As we move into the Ome era where the ignorance on which health insurance relies has been displaced, the current group model is not likely to survive. We will need to rethink the entire concept of financing health care in the future.

The Physician Paradigm
In 1906, following the proprietary drug scandals chronicled by Harpers Magazine, the development of the Division of Chemistry followed by the Bureau of Chemistry gave birth to the modern era of the Food and Drug Administration. With passage of the Federal Food and Drugs Act, physicians were entrusted with the sole franchise to diagnose and treat disease. Prior to this time, many health care practitioners, including pharmacists, filled this role.

This paradigm, in which the physician is at the apex of decision-making in health care, is about to disappear. Diagnosing and treating individual patients in the Ome era will require a much broader and better trained group of professionals. This team will include geneticists, statisticians, physical chemists, biochemists, physicists and specialty pharmacists to name only a few. In short, the Ome era will demand real bench-based scientists, not the clinical study stamp collecting that masquerades as scientific training in our medical schools today.

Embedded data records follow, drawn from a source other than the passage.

PR #1022, opened 2025-02-27
Fix #1016: Add roles and permissions, plus CLI to manage them

### LINKED ISSUE #1016: Proposal: Adding Operation-Based Permissions to CTMS
### Background

Currently, the CTMS API uses client authentication credentials that provide blanket access to all operations. Any authenticated user can perform any action, leading to potential security and data integrity risks. To address this, I propose implementing operation-based permissions to assign specific access rights to specific named roles which are then assigned to the `api_client` records. Operations are loosely mapped to the CTMS API, e.g. `add_contact`.

### Objective

Introduce operation-based permissions to CTMS to
* Restrict access to operations based on roles.
* Ensure control over API operations (e.g., create, read, update, delete) at the operation level.
* Enhance the security of sensitive user data, particularly the "emails" table, by limiting delete access to a small set of roles.

#### Core Components

1. **Access Groups**
    - Define specific named roles.
    - Associate API credentials with one or more roles.
    - Include an overall `Admin` role similar to Django's superuser.
2. **Operation-Based Permissions**
    - Implement permissions for specific operations.
    - Example permissions:
        - `create_contact`
        - `read_contacts`
        - `update_concact`
        - `delete_contact` (restricted to a small subset of roles).
3. **Role-Based Access Control**
    - Map roles to permissions.
4. **User-Based Access Control**
    - Consider whether we also need user-based access control

#### Implementation Steps

1. **Database Schema Updates**
    - Add tables/models to track roles, permissions, and operation-level associations:
        - `roles`: Store role definitions (e.g., `AMO Admins`, `Newsletter Managers`).
        - `permissions`: Define actions for each type (e.g., `create`, `read`, etc.).
        - `role_permissions`: Map roles to permissions.
        - `client_permissions`: If a client doesn't fit into a specified role, they could have their own specific permissions assigned.
2. **Permission Checking Tooling**
    - Write tooling to help manage and view permissions and roles.
    - Develop permissions checks mechanism (via fastapi dependency injection?)

3. **API Updates**
    - Update existing endpoints to:
        - Enforce permission checks.
        - Respond with appropriate error messages (e.g., 403 Forbidden) for unauthorized actions.

robhudson:
See the `docs/access_controls.md` and `docs/cli.md` files here for a bit more details.

This doesn't currently add any permissions or permission dependencies to any routes, that will come later.


robhudson:
@leplatrem or @grahamalama: Curious if either of you would have time for a quick review? I know `+2,312` lines isn't quick but perhaps a high level review?

docs/access_controls.md
```diff
@@ -0,0 +1,114 @@
...
+
+This can be used to access the API, such as:
+
+```sh
+curl --oauth2-bearer <token> <server_prefix>/ctms?primary_email=<email>
+```
+
+## Protecting Endpoints in FastAPI
+
+To protect an API endpoint and **require a specific permission**, use the **`with_permission`**
```
leplatrem, line 88: Nit: I understand that in this phase, you want to document how the permissions will be used in the code base, but will readers of this doc be developers? Maybe we could just rephrase from *To protect* to *This is how API endpoints are protected*

docs/access_controls.md
```diff
@@ -0,0 +1,114 @@
...
+### Key Characteristics
+- Permissions are not assigned directly to API clients.
+- Roles are the only way permissions are granted to clients.
+- A single permission can be used in multiple roles.
+
+### Example Permissions
+| Permission Name | Description |
+|----------------|-------------|
+| `manage_contacts` | Grants the ability to create, edit, and delete contacts |
+| `view_updates` | Allows access to updated contacts |
```
leplatrem, line 26: nit: I don't find `view_updates` very easy to grasp. Maybe `delete_contact` is better?

ctms/permissions.py
```diff
@@ -0,0 +1,98 @@
...
+        .where(Permissions.name.in_(permission_names))
+        .where(Permissions.id == RolePermissions.permission_id)
+        .where(RolePermissions.role_id == ApiClientRoles.role_id)
+        .where(ApiClientRoles.api_client_id == api_client_id)
+    ).scalar()
+
+    if has_perm:
+        return True
+
+    return False
```
leplatrem, line 72: nit: above you used `bool(has_perm)`

leplatrem (approved):
I'm sorry Rob for the delay.

This is great! Super clean 👌 

I have one question about the permissions. Since permissions are meant to be used in code, do you think it's relevant to expose their manipulation to admins? Intuitively I would either create them on the fly when a view refers to it, and put their creation in migration code so that they get created automatically when a new version is deployed. What do you think?

docs/access_controls.md
robhudson: My intention is this is for the developers to more easily manage the permissions. But this is a good suggestion regardless.

robhudson:
> I have one question about the permissions. Since permissions are meant to be used in code, do you think it's relevant to expose their manipulation to admins?

I think having a CLI to manage permissions and roles is valuable, as it provides flexibility for admins when needed. That said, I agree that the most common approach would be to add permissions via migrations alongside the code that uses them. This ensures they are always created when deploying a new version, keeping them in sync with the application logic.

docs/access_controls.md
robhudson: Yep, hard to come up with arbitrary examples. :) I was trying to show various levels of CRUD operations that might come up.

ctms/permissions.py
robhudson: I remember having to change this to appease the typing gods, but let me revisit it and see if that changed.

robhudson: Runs fine using `bool(has_perm)`. Thanks for catching the inconsistency. \o/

Pharmaceutical Manufacturing
The pharmaceutical industry is hopelessly wedded to the blockbuster-based business model. When Pfizer announced that it was halting clinical testing of its new cholesterol drug, torcetrapib, the company's market value fell by $21 billion overnight; 10,000 job cuts followed. The ongoing promise of nearly $3 billion in annual sales vanished when Merck pulled Vioxx (rofecoxib) from the shelves, and the company's market value fell by $25 billion. For decades, blockbuster drugs have nourished big pharma. That era is over.

The Ome era demands orphan drugs manufactured for individual patients. The pharmaceutical manufacturing industry has demonstrated a complete inability to deliver to the market biopharmaceutical based drugs. These drugs are but a way station on the way to the orphan agents the Ome era will demand.

I doubt any of the current manufacturers will survive the coming transition to the Ome era. We will need new companies with radically different business models that are divorced from current investor expectations in the future.

It is easier to lead a parade than turn it around. No group or industry has ever been able to impede disruptive technology. WWII battle ship admirals tried and failed. Physicians who denied the germ theory of disease tried and failed.

A recent example involves the music industry. From 2001 to 2003 the industry pursued the single dumbest strategy possible in the digital age. It tried to stop the progress of technology and deny users access to a new download technology (peer-to-peer file sharing). The industry attacked and crushed Napster, which officially had more than 26 million users, but may in fact have had twice that many. This was accomplished by criminalizing the industry's own customers. From our current vantage point, this effort failed.

The question we face in the health care industry is how will we adapt to the Ome era? Resisting or even inhibiting the transformative effect of this technology is not an option. The CMA's annual political warfare before the legislature each year over scope of practice is about to become a quaint historic relic.

djgibson@winfirst.com

1. The genome is the full set of chromosomes; all the inheritable traits of an organism. The proteome is the set of proteins expressed by the genetic material of an organism under a given set of environmental conditions. The epigenome controls the differential expression of genes in specific cells. The transcriptome is the set of all messenger RNA (mRNA) molecules, or "transcripts", produced in one or a population of cells. Metabolome refers to the complete set of small-molecule metabolites (such as metabolic intermediates, hormones and other signaling molecules, and secondary metabolites) to be found within a biological sample, such as a single organism.
2. Int J Clin Pract Suppl. 2003 Mar;(134):3-9.
3. http://www.shef.ac.uk/scharr/ir/nnt.html
4. Some of the following data is excerpted from Dr. Eric J. Topol's Op-Ed article, "A medical treatment all your own," in the Los Angeles Times on 03-28-07.